RECORD SET >>
PR #1360, opened 2015-09-11
use offset strategy to select random data

camallen:
Related to https://github.com/zooniverse/Panoptes/pull/1358#issuecomment-139301488 - this technique should randomly offset into the available data, select a window over the data and randomly sample into that window.

### DIFF
--- a/lib/postgresql_selection.rb
+++ b/lib/postgresql_selection.rb
@@ -31,12 +31,14 @@ class PostgresqlSelection
   end
 
   def available_count
-    available.except(:select).count
+    @available_count ||= available.except(:select).count
   end
 
   def sample(query=available)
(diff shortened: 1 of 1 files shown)


camallen:
so this strategy seems to scale linearly but i'd say becomes too slow at larger offsets with larger table spaces. I tested synthetic data up to 2 million set member subjects (2xworkflows, 2x subject sets with ~50% assignment of the data into the selecting workflow - so probably not super realistic of the way we select data).

image

camallen:
see, https://github.com/zooniverse/Panoptes/pull/1358#issuecomment-139619412 for details on the selection distribution vs timing benchmarks.

camallen:
closing in favour of #1358

PR #1362, opened 2015-09-14
Dequeue non logged in on classification receipt not subject selection

camallen:
I was looking into rate limiting the non-logged in queue rebuilds and thought instead that it should not dequeue as often. As we don't guarantee that  non-logged in won't see duplicates then we should only dequeue from the non-logged in on classifications receipt.

### DIFF
--- a/lib/classification_lifecycle.rb
+++ b/lib/classification_lifecycle.rb
@@ -17,20 +17,19 @@ class ClassificationLifecycle
   end
 
   def transact!(&block)
+    dequeue_for_non_logged_in
     Classification.transaction do
       update_classification_data
-
       #NOTE: ensure the block is evaluated before updating the seen subjects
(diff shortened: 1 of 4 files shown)


lib/classification_lifecycle.rb
```diff
@@ -17,20 +17,19 @@ def queue(action)
...
-
       create_recent
       update_seen_subjects
-      #to avoid duplicates in queue, do not refresh the queue before updating seen subjects
-      refresh_queue
       publish_to_kafka
       save_to_cassandra unless Rails.env == 'production'
     end
+    #to avoid duplicates in queue, do not refresh the queue before updating seen subjects
+    refresh_queue
```
edpaget: This should still be within the transaction right? Otherwise it'll update the queue without the seen subjects?

camallen: I figured this wouldn't be called if there was an error in execution above.

PR #1369, opened 2015-09-16
serialize workflows retirement defaults

### LINKED ISSUE #1361: get default number of classifications for retirement
I want to be able to get the default number of classifications for a subject to be retired.  Currently, if the default is used, I get u'retirement': {}.

camallen:
closes #1361


marten:
Not sure what's up with the spec failure, but don't see how that would be caused by this.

WHAT IS EXPECTED >> Report every line from the listing above where the string "strategy" can be found.

REPLY >>
use offset strategy to select random data
so this strategy seems to scale linearly but i'd say becomes too slow at larger offsets with larger table spaces. I tested synthetic data up to 2 million set member subjects (2xworkflows, 2x subject sets with ~50% assignment of the data into the selecting workflow - so probably not super realistic of the way we select data).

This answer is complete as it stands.